Rewriting before integrating | AP Calculus AB | Khan Academy

Let's say that we wanted to take the indefinite integral of ( x^2 \times (3x - 1) , dx ). Pause this video and see if you can evaluate this.

So you might be saying, "Oh, what kind of fancy technique could I use?" But you will see sometimes the fanciest or maybe the least fancy but the best technique is to just simplify this algebraically.

So in this situation, what happens if we distribute this ( x^2 )? Well then, we're going to get a polynomial here within the integral. So this is going to be equal to the integral of ( x^2 \times 3x = 3x^3 ) and then negative 1 times ( x^2 = -x^2 ), and then that times ( dx ).

Now, this is pretty straightforward to evaluate. This is going to be equal to the anti-derivative of ( x^3 ), which is ( \frac{x^4}{4} ). So this is going to be ( \frac{3x^4}{4} ). I could write it that way or let me just write it ( \frac{x^4}{4} ).

Then the anti-derivative of ( x^2 ) is ( \frac{x^3}{3} ), so minus ( \frac{x^3}{3} ). This is an indefinite integral; there might be a constant there, so let me write that down, and we're done.

The big takeaway is you just have to do a little bit of distribution to get a form where it's easy to evaluate the anti-derivative.

Let's do another example. Let's say that we want to take the indefinite integral of ( \frac{x^3 + 3x^2 - 5}{x^2} , dx ). What would this be? Pause the video again and see if you can figure it out.

So once again, your brain might want to try to do some fancy tricks or whatever else, but the main insight here is to realize that you could just simplify it algebraically.

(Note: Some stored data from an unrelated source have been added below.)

PR #174, opened 2018-11-29
Make indexer sensitive to meta failures

fionawhim:
This throws an error when a meta message is a failure, such as when
Salesforce errors during a long-poll reconnect. Previously these were
ignored and we just stopped receiving messages.

Updates the error handling to complete the RxJS stream rather than
immediately quit, which allows existing processing to cleanly complete.

Also updates to latest bugfix version of Comet 3.1 line and adds http
proxy support in more places for better debugging with Charles.

### DIFF
--- a/services-js/311-indexer/server/vendor/cometd-nodejs-client.js
+++ b/services-js/311-indexer/server/vendor/cometd-nodejs-client.js
@@ -1,0 +1,186 @@
+// vendored 11/28/19 by Fin Hopkins from https://github.com/cometd/cometd-nodejs-client
+// under the terms of the Apache license.
+//
+// Modified to add the "makeAgent" function that allows for an HTTP proxy.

What happens if you just divide each of these terms by ( x^2 )? Well then this thing is going to be equal to, put some parentheses here: ( \frac{x^3}{x^2} = x ), ( \frac{3x^2}{x^2} = 3 ), and then ( \frac{-5}{x^2} ) you could just write that as ( -5x^{-2} ).

So once again, we just need to use the reverse power rule here to take the anti-derivative. This is going to be, let's see, the anti-derivative of ( x ) is ( \frac{x^2}{2} ), ( \frac{x^2}{2} + 3x ), and the anti-derivative of ( -5x^{-2} ).

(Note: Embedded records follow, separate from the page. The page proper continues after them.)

PR #178, opened 2018-11-29
Keeps indexer from skipping same-minute cases

fionawhim:
The imported 311 cases only have 1-minute granularity, so our old
strategy of always subtracting 1 second between API loads was in danger
of skipping at a higher chance that we were expecting.

This updates things to make sure to re-load the last minute to get any
other cases that happened that minute, and adds the safety check to make
sure we don't keep requesting the same minute over and over again.

Also takes the opportunity to remove the "selectionFilter" argument to
mergeMap, which is deprecated in RxJS 6, replacing it with a map call to
transform the output of the indexing mergeMap.


jessicamarcus (approved):
Looks great to me!

PR #179, opened 2018-11-29
Mechanical transform from RxJS 5 to 6

fionawhim:
Removes a bunch of Observable methods in favor of the "pipe" function
and operator functions.

Also refactors where we set the parallelism for the classifier.


jessicamarcus (approved):
👍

So we would increment the exponent by 1 (positive 1) and then divide by that value. So there would be ( -5x^{-1} ), we're adding one to negative one, all of that divided by negative one, which is the same.

We could write it like that. Well, these two would just, you'd have a minus and then you're dividing by negative one, so it's really just going—you can rewrite it like this: ( +5x^{-1} ). You could take the derivative of this to verify that it would indeed give you that, and of course we can't forget our ( +C ). Never forget that if you're taking an indefinite integral.

All right, let's just do one more for good measure. Let's say we're taking the indefinite integral of ( \sqrt[3]{x^5} , dx ). Pause the video and see if you can evaluate this.

Try to write a little bit neater: ( \sqrt[3]{x^5} , dx ). Pause the video and try to figure it out.

So here, the realization is, well, if you just rewrite all this as one exponent, so this is equal to the indefinite integral of ( x^{\frac{5}{3}} , dx ). I just rewrote the cube root as the ( \frac{1}{3} ) power ( dx ), which is the same thing as the integral of ( x^{\frac{5}{3}} ).

Many of you might have just gone straight to this step right over here. Then once again, we just have to use the reverse power rule. This is going to be ( x^{\frac{5}{3}} ).

If I raise something to a power and then raise that to a power, I can multiply those two exponents; that's just exponent properties. So, ( x^{\frac{5}{3}} , dx ). We increment this ( \frac{5}{3} ) by 1 or we can add ( \frac{3}{3} ) to it, so it's ( x^{\frac{8}{3}} ).

Then we divide by ( \frac{8}{3} ) or multiply by its reciprocal. So we could just say ( \frac{3}{8} \times x^{\frac{8}{3}} ).

And of course, we have our ( +C ) and verify this. If you use the power rule here, you'd have ( \frac{8}{3} \times \frac{3}{8} ) would just give you a coefficient of 1, and then you decrement this by 1.

You get to ( \frac{5}{3} ), which is exactly what we originally had. So the big takeaway of this video: many times the most powerful integration technique is literally just algebraic simplification first.